I know this has started off as a depressing blog post. But that isn't my aim. These statistics don't describe the amazing things that women do. They don’t describe how many women work damn hard to make the best career possible.

We might have lower pay than men and get treated differently in some workplaces. The reason why? It's usually because we're strong minded, confident, self-assured women. Some men like that. Some men don't. But the real question is, are they intimidated by strong women? Or is it something else that bothers them?

Before I start, I'd just like to clear up my idea of a strong, independent woman. I read an article saying women shouldn’t have to tell people they're strong. Or independent. I don't think this either.

For me, the strongest women know their own minds, are self-assured and not afraid to dream. But more importantly, they're happy.

Let's Talk About Relationships

A problem for men is when a woman brings home personality traits from her career. This could mean she's decisive, and opinionated. That's fine at work. But at home with your partner? Not so much. We all know what men are like. They don't want to feel like they are 'less' than their partners. And we feel the same. It's important in relationships to be equal.
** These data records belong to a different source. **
PR #43, opened 2015-12-23
Add pyinstaller build for travis and appveyor

carlosperate:
Squahed PR for https://github.com/ntoll/mu/pull/29


ntoll:
That's better. ;-)

package/install_osx.sh
```diff
@@ -0,0 +1,7 @@
+#!/bin/bash
+set -ev
+brew update
+brew install python3
+sudo pip3 install --upgrade pip setuptools
```
inglesp: Hi @carlosperate, quick question -- what's this for, and why does it need sudo?  (Okay, two quick questions!)

carlosperate: It ensures pip for python 3 and setuptools are installed and updated to the latest version. I had to add sudo to a few commands as they would otherwise fail in the CI server, however there is a chance that this might have been left out from a previous test. I'll make a note to test without sudo on the next update to this shell file.

Issue #47, opened 2016-01-09
Save raises error on close


NDevox:
If you close out of the save dialog (click the x, don't actually save) an error is raised:

    Traceback (most recent call last):
      File "/home/path/to/mu/mu/editor.py", line 356, in save
        with open(ed.path, 'w') as f:
    FileNotFoundError: [Errno 2] No such file or directory: ''

On Ubuntu this just gets handled and the window survives. However this kills mu on windows 10 which will likely hold most of the userbase.

Considering where it is, this could be a very frustrating bug (crashing the program just as you are thinking about saving).

Opening doesn't seem to the same effect on either OS so seems specific to saving.

NDevox:
Built a patch for this. Will commit and push tomorrow.

NDevox:
This was closed by #48

Issue #34, opened 2015-12-16
Saved script should add extension if not given


carlosperate:
Clicking the save button prompts the user to select a location and filename for the Python script. If not extension is included in the filename, mu should automatically attach it.

NDevox:
Built a fix for this (went with #47).

Will push tomorrow. Need to branch a few things....

NDevox:
Pull #54 does this for me on win10 and on ubuntu.

NDevox:
Made updates to #54. Current state of affairs would force files to be a .py (by always adding it if the filename does not end with .py)

PR #52, opened 2016-01-10
Fix for #47 and #34

NDevox:
…as path is empty).

Also adds a '.py' extension if no extension is given.


NDevox:
Didn't realize that Alistairs reqwuest had been merged.

I'll rebase and make another request.

PR #54, opened 2016-01-10
Added default extension of .py when saving

### LINKED ISSUE #34: Saved script should add extension if not given

NDevox:
Fixes #34.

Added so when there is no extension given, it appends .py.

Most commits below are just me rebasing to master.


mu/editor.py
```diff
@@ -189,6 +189,11 @@ def save(self):
             tab.path = self._view.get_save_path(MICROPYTHON_DIRECTORY)
         if tab.path:
             # The user specified a path to a file.
+
+            if '.' not in tab.path.split('/')[-1]:
```
ntoll: Could you do this instead?

```
if not os.path.basename(tab.path).endswith('.py'):
```

Why? Because we'd be using built-in functions designed for this sort of check rather than rolling our own platform specific check (what you have won't work on Windows ~ it uses the path separator `\`).

Will merge once fixed. Great stuff! :smile:

NDevox:
I was quite tempted to do something along those lines, but I'm wondering if anyone would want to save a file as something other than a `.py`.

If someone for some reason wanted to save a .csv or something, they'd end up with `something.csv.py` which is probably not what they want!

Appreciate that this IDE is specific to MicroPython on the MicroBit though so it may be worth forcing it.

In the case that we do force it I think we might want to make this more explicit as well. You can set the save dialog to only look at .py files which is probably worth doing.

Let me know your opinion and I'll work it in tonight.

NDevox:
Added the suggested edits above.

Still a bit wary about forcing things to save as a `.py`

Also added myself to the AUTHORS file.

ntoll:
@NDevox totally understand wariness - in fact I'd like to be able to allow it to work with other file extensions. But for the time being it's a sane default and we can create an issue when it becomes an issue. ;-)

If a woman comes home to her boyfriend acting like she does at work, he won't be able to handle it.

But there are some qualities men do look for that women use in their careers. Intelligence, motivation and subtle confidence to name a few. Sharing those features in a relationship deletes the intimidation. It puts both people on a more equal level.
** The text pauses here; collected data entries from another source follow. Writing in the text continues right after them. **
PR #59, opened 2016-01-12
Try to understand why OSX package doesn't run

inglesp:
Don't merge me!!!

### DIFF
--- a/package/extras/qscintilla2.rb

What About Qualifications?

This is where I've found the most problems to arise. In the past, women were stereotypically known as housewives. Now, there's nothing wrong with that. But the stereotype has changed. Before, it conveyed women as weak and sometimes unintelligent.

Now "successful women in their late 30's are significantly more likely to walk down the aisle than their less accomplished sisters." (source) There isn't a law that says you have to have a degree to be successful. I fully support people who don't go to university. There are plenty of us out there who have started a business with no degree. Sometimes, you can find it makes things harder when you've got one.

Most places I've worked at have loved the fact that I've got a masters degree. They know I'm qualified enough to do the jobs I apply for. Combine that with experience and I've worked hard to position myself in a great place when it comes to my career.

But unfortunately, some men don't believe that's a good thing.

Last week I spoke about how to change someone's impression of you. In one of my workplaces, my boss made me feel as if having a masters degree was a bad thing. He set me on a pedestal because of it. He believed that what was on paper didn't reflect what I could do with my skills.

At the time I was crushed. Doing a masters degree is hard work, but so worthwhile.

I wrote a post about the benefits of it last year.

Now, I realise why he said all this to me. He was intimidated. Why? Because I was more qualified than him and knew more than him. And he didn't like that.

Is There A Balance?

I guess there are two ways to look at this.

The first is that some men will be completely supportive of you. Regardless of whether you have a degree or not. Regardless of whether you have the most skills or not. If they think you can do the job and will be a good fit for the company, they’ll hire you.

The second is that some men will dislike the fact that you are a confident woman. There's something about confidence that differentiates men. My partner loves that I'm confident. But I know that some men don't like confident women.


At the bottom of it all, there's just one thing to remember. The job has to be the right fit for you. It's so easy to say yes when you're offered a position. But you have to decide if it's what you want. If you accept, don't worry if people find you intimidating or not. You can always show them what you're worth.

 

Do you think strong women intimidate men?